Write canonicalizer for Racket core dataset

This can be a simple racket program that reads in the current batch of expaded data and produces something in a reduced grammar. This reduced grammar will have a direct interpretation as an algebraic type in our language.

Proposal from slack:

(1) I propose that we emphasize "expr" and squish away all top-level / module-related forms to the following:

(data prog [prog (list toplvl)])
(data toplvl
      [define-values (list Sym) expr]
      [define-syntaxes (list Sym) expr]
      [expression expr])
(data expr [VARREF Sym] [plain-lambda ...]...)
(data formals
      [F1 (list Sym)]
      [F2 (list Sym) Sym]
      [F3 Sym])

(2) we keep all the constructors of "expr" in the same order as the Racket docs, and that determines their tags, starting with 0

(3) for our own purposes we introduce the tags VARREF, F1, F2, F3 above, which are not part of the original grammar

(4) we build-in a notion of list fields in our ASTs, e.g. (list Sym). Worst-case they could be new, packed cons-list datatypes, but we can do better if we bake them in.

(5) by convention we strip all occurrences of #% prefixes in tags

Benchmark data collection check list

Data collection can be checked off when the results are checked in to the benchdata repo. The tentative plan is for all results to come from cutter.crest.iu.edu. If you don't know how to log in and get onto a dedicated worker node with srun, just ask.

For the AST benchmark checklists below, here are VARIANT (#14) settings in order of priority. Issue #14 also describes the CSV data format and other details.

  1. treelang-c-packed -- our technique
  2. treelang-c-pointer -- baseline technique
  3. treelang-racket -- gives a comparison against an existing functional compiler
  4. handwritten-racket -- gives a comparison against idiomatic functional code

And these have been cut:

  • handwritten-c-pointer -- cut, just too hard to do.

Bintree microbenchmark

We have done many variants of this one because it's so simple. But we need to gather a full dataset not just one number for each implementation.
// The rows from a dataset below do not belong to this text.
PR #2520, opened 2018-09-06
Problem: New collections are not created in existing DB.

ldmberman:
Solution: Do not abort the initialisation if a collection exists. Unify the index creation.

### DIFF
--- a/bigchaindb/backend/localmongodb/schema.py
+++ b/bigchaindb/backend/localmongodb/schema.py
@@ -7,9 +7,9 @@
 import logging
 
 from pymongo import ASCENDING, DESCENDING, TEXT
+from pymongo.errors import CollectionInvalid
 
 from bigchaindb import backend
-from bigchaindb.common import exceptions
 from bigchaindb.backend.utils import module_dispatch_registrar
 from bigchaindb.backend.localmongodb.connection import LocalMongoDBConnection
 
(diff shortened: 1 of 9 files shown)


bigchaindb/backend/localmongodb/schema.py
```diff
@@ -32,118 +64,22 @@ def create_database(conn, dbname):
...
     for table_name in backend.schema.TABLES:
-        logger.info('Create `%s` table.', table_name)
         # create the table
         # TODO: read and write concerns can be declared here
-        conn.conn[dbname].create_collection(table_name)
+        try:
+            logger.info(f'Create `{table_name}` table.')
+            conn.conn[dbname].create_collection(table_name)
+            create_indexes(conn, dbname, table_name, INDEXES[table_name])
+        except CollectionInvalid:
```
kansi: The class name of this sample seems generic, is there a way to specifically determine that the error is in fact because of the fact that the collection already exists?

ldmberman: I did not manage to find anything more specific. `pymongo` docs explain:

> CollectionInvalid will be raised if the collection already exists.

bigchaindb/backend/localmongodb/schema.py
```diff
@@ -32,118 +64,22 @@ def create_database(conn, dbname):
...
 def create_tables(conn, dbname):
     for table_name in backend.schema.TABLES:
-        logger.info('Create `%s` table.', table_name)
         # create the table
         # TODO: read and write concerns can be declared here
-        conn.conn[dbname].create_collection(table_name)
+        try:
+            logger.info(f'Create `{table_name}` table.')
+            conn.conn[dbname].create_collection(table_name)
+            create_indexes(conn, dbname, table_name, INDEXES[table_name])
```
kansi: What if we just add new index?

ldmberman: We can. But we would need to change logging then.  Unconditional `Creating indexes for ..` messages are disorienting.

tests/commands/test_commands.py
```diff
@@ -78,26 +78,6 @@ def test_bigchain_show_config(capsys):
     assert output_config == config
 
 
-@pytest.mark.tendermint
-def test_bigchain_run_init_when_db_exists(mocker, capsys):
```
kansi: I guess this test could re-purposed to asset a success message?

ldmberman: This particular test does not use a real database but asserts that one function catches an exception raised by the other.

bigchaindb/backend/localmongodb/schema.py
kansi: Then we should change logging and ensure all the indexes exist too

ldmberman: Why?

ldmberman: I was thinking about it. Most of our indexes come with a unique constraint. Unique constraints are not backwards-compatible and thus can not be introduced by a new `bigchaindb start` or `bigchaindb init`.

On the other hand, we are losing a good means of adding those rare indexes without constraints.. So, I think it's better to arrange it how you suggest.

tests/commands/test_commands.py
ldmberman: There is a pattern of not using the real database in this file so I would leave it to be handled by  future test (re)organisation efforts.

tests/conftest.py
```diff
@@ -270,7 +264,6 @@ def signed_create_tx(alice, create_tx):
     return create_tx.sign([alice.private_key])
 
 
-@pytest.mark.abci
```
vrde: Is it something related to this PR?

bigchaindb/backend/localmongodb/schema.py
```diff
@@ -18,12 +18,47 @@
 register_schema = module_dispatch_registrar(backend.schema)
 
 
+INDEXES = {
```
vrde: I really like this!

Here's the requirement for a full dataset:

  • Schema is the same as CSV for AST benchmarks (NAME, VARIANT, ARGS, ITERS, MEANTIME)
  • Use the same methodology of doubling ITERS until the BATCHTIME is over 1.0s.
  • ARGS = depth of tree, vary this from 1-25. 2^25 takes 335MB packed.
  • stop gathering data if a single iteration takes over 10s (i.e. don't test larger sizes, just let that line end)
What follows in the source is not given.